» **Stored items**
━━━━━━━━━━━━━━━━━━━━━━━━━━━━━━
PR #6760, opened 2018-01-20
Preserve status in fish shell

Zaharid:
The fish_prompt function typically does things like changing the color
of the prompt based on the exit status of the last command. This
status is however lost in the function defined by conda, since the
status of the last operation is always zero.

This fixes the issue by defining an identity function that returns the
last status (thereby setting the $status variable) before the original
fish_prompt function is called.

### DIFF
--- a/conda/shell/etc/fish/conf.d/conda.fish
+++ b/conda/shell/etc/fish/conf.d/conda.fish
@@ -39,10 +39,17 @@ else
     function __fish_prompt_orig
     end
 end
+
+function return_last_status
+  return $argv
+end
+
 function fish_prompt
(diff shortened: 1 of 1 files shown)


kalefranz:
Is there an existing issue number that this PR is meant to address?

Zaharid:
Not that I know of.

kalefranz:
@jaimergp Do you have any comments here?

jaimergp:
I didn't even know I was losing this info in my fish theme (bobthefish, btw) because I was using conda before fish...

I have tested the new changes and looks good to me:
fish_exit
━━━━━━━━━━━━━━━━━━━━━━━━━━━━━━
» **Work required**
Looking at the records above, tally the lines holding "conf" and reply with that number only.

» **Solution**
2